In all-cash transaction valued at $1.6 billion

Barracuda Networks, Inc. entered into an agreement to be acquired by private equity investment firm Thoma Bravo, LLC. in an all-cash transaction valued at $1.6 billion.

Barracuda shareholders of record will receive $27.55 in cash for each share of common stock they hold. This price exceeds 52-week high and represents a premium of 22.5% to the company’s 10-day average stock price prior to November 27, 2017, of $22.49.

Board of directors unanimously approved the agreement, and believes the transaction maximizes shareholder value. Upon the close of the transaction, the company will operate as a privately-held company with a continued focus on email security and management, network and application security, and data protection solutions that can be deployed in cloud and hybrid environments.

We believe the proposed transaction offers an opportunity for us to accelerate our growth with our industry-leading security platform that’s purpose-built for highly distributed, diverse cloud and hybrid environments. We will continue Barracuda’s tradition of delivering easy-to-use, full-featured solutions that can be deployed in the way that makes sense for our customers,” said BJ Jenkins, CEO, Barracuda. “Thoma Bravo has an excellent history of investing in growing security businesses, and this transaction speaks to the value and strength of Barracuda’s security platform, which helps customers protect and manage their networks, applications, and data. I expect that our employees, customers, and partners will benefit from this partnership.”

Barracuda is a proven industry leader, consistently bringing powerful, comprehensive solutions to customers in an increasingly prevalent, hostile, and complex threat environment,” said Seth Boro, managing partner, Thoma Bravo. “We believe that Barracuda is at the forefront of innovation in several highly strategic areas of the cybersecurity market and are excited to be the company’s partner in the next phase of its growth.”

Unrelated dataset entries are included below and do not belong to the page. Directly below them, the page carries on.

PR #1063, opened 2020-10-29
State shim should not call itself recursively

mdrohmann:
I disabled the removal of the global bin path, because it is actually not
necessary anymore if the --default flag specifies the associated project
explicitly.

 https://www.pivotaltracker.com/story/show/175487411

### DIFF
--- a/internal/runners/shim/shim.go
+++ b/internal/runners/shim/shim.go
@@ -5,6 +5,8 @@ import (
 	"path/filepath"
 	"strings"
 
+	"github.com/ActiveState/cli/internal/constants"
+	"github.com/ActiveState/cli/internal/failures"
 	"github.com/ActiveState/cli/internal/language"
 	"github.com/ActiveState/cli/internal/locale"
 	"github.com/ActiveState/cli/internal/logging"
@@ -31,6 +33,10 @@ type primeable interface {
 	primer.Projecter
 }
 
+type Params struct {
+	Path string
+}
+
 func New(prime primeable) *Shim {
 	return &Shim{
 		prime.Subshell(),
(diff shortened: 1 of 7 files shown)


internal/runners/shim/shim.go
```diff
@@ -39,35 +45,50 @@ func New(prime primeable) *Shim {
...
+	if err != nil {
+		return err
+	}
+	logging.Debug("Trying to shim %s on PATH=%s", args[0], env["PATH"])
+	// Ensure that we are not calling the shim recursively
+	oldval, ok := env[constants.ShimEnvVarName]
+	if ok && oldval == args[0] {
+		return locale.NewError("err_shim_recursive_loop", "Could not resolve shimmed executable {{.V0}}", args[0])
+	}
+	env[constants.ShimEnvVarName] = args[0]
```
Naatan, line 88: Seems we can drop this

Naatan (changes requested):

internal/runners/shim/shim.go
mdrohmann: I would advocate for leaving it in.  I can still think of cases, where we could run into this issue eg.,

1. Project at path `p` provides executable `e`
1. User runs `state activate --default` => `e` is shimmed at `<bindir>/e`
1. User updates project by removing the artifact that provides `e`
1. User calls `e` resolving to `<bindir>/e` => using project path `p`, but the actual executable `e` is removed => we try `<bindir>/e`

That is only one case that I could think of right now.   There may be others, and this check is fairly simple and effective.

Naatan (approved):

The proposed transaction is expected to close before Barracuda’s fiscal year end of February 28, 2018, and is subject to approval by Barracuda’s shareholders and regulatory authorities, and the satisfaction of other customary closing conditions.

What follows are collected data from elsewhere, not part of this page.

PR #1065, opened 2020-10-30
Convert headless commit to project

mdrohmann:
It is still blocked by an API change, but I figured we can start reviewing it already...

 https://www.pivotaltracker.com/story/show/175404422


internal/runners/initialize/init.go
```diff
@@ -32,22 +33,24 @@ type RunParams struct {
...
 func New(prime primeable) *Initialize {
-	return &Initialize{prime.Output()}
+	return &Initialize{prime.Output(), prime.Project()}
 }
 
 func prepare(params *RunParams) error {
 	if params.Language == "" {
 		// Manually check for language requirement, because we need to fallback on the --language flag to support editor.V0
-		return failures.FailUserInput.New(locale.T("err_init_no_language"))
+		return locale.NewInputError("err_init_no_language", "You need to supply the [NOTICE]language[/RESET] argument, run '[ACTIONABLE]state init --help[/RESET]' for more information.")
```
Naatan, line 53:
```suggestion
		return locale.NewInputError("err_init_no_language", "You need to supply the [NOTICE]language[/RESET] argument, run `[ACTIONABLE]state init --help[/RESET]` for more information.")
```

internal/runners/initialize/init.go
```diff
@@ -103,11 +106,55 @@ func prepare(params *RunParams) error {
...
+	return path, nil
+}
+
+func run(params *RunParams, out output.Outputer, proj *project.Project) (string, error) {
+	// try to initialize project at --path if provided
+	if params.Path != "" {
+		var fail *failures.Failure
+		proj, fail = project.Parse(filepath.Join(params.Path, constants.ConfigFileName))
+		if fail != nil {
+			logging.Debug("No project file parsed at path: %v", fail.ToError())
```
Naatan, line 150: You are assuming a failure means that the file doesn't exist. Please be explicit.

internal/runners/initialize/init.go
```diff
@@ -103,11 +106,55 @@ func prepare(params *RunParams) error {
...
+		if err != nil {
+			return "", errs.Wrap(err, "Could not determine current working directory.")
+		}
+	}
+
+	out.Notice(locale.Tr(
+		"init_success",
+		params.Namespace.Project, params.Namespace.Owner, path))
+	return path, nil
+}
```
Naatan, line 142: I don't think this needs its own function. The logic is 90% the same, the only difference with the headless commit is that you seed a commit ID. So the logic between headless and not headless should just be the same with one single if conditional that sets the commit.

internal/runners/push/push.go
```diff
@@ -64,28 +66,36 @@ func (r *Push) Run() *failures.Failure {
 		return nil
 	}
 
-	lang, langVersion, fail := r.languageForProject(r.project)
-	if fail != nil {
-		return fail
-	}
+	// try to create the project at the given commit id.
+	if r.project.CommitID() != "" {
+		err := model.CreateProjectAtCommit(r.project.Owner(), r.project.Name(), r.project.Private(), r.project.CommitUUID())
```
Naatan, line 71: Rather than having two specialized functions can we de-specialize the existing one. Same as before the logic here is pretty much identical. Just make a function that creates a project and another one that attaches a commit. This diff should be tiny.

Morgan Stanley & Co. LLC is serving as financial advisor to Barracuda, and Wilson Sonsini Goodrich & Rosati, Professional Corporation, is serving as its legal advisors. Financing for the transaction is being provided by Goldman Sachs & Co. LLC, Credit Suisse, and UBS Investment Bank. Goldman Sachs & Co. LLC, Credit Suisse, and UBS Investment Bank are also serving as financial advisors to Thoma Bravo, and Kirkland & Ellis LLP is serving as its legal counsel.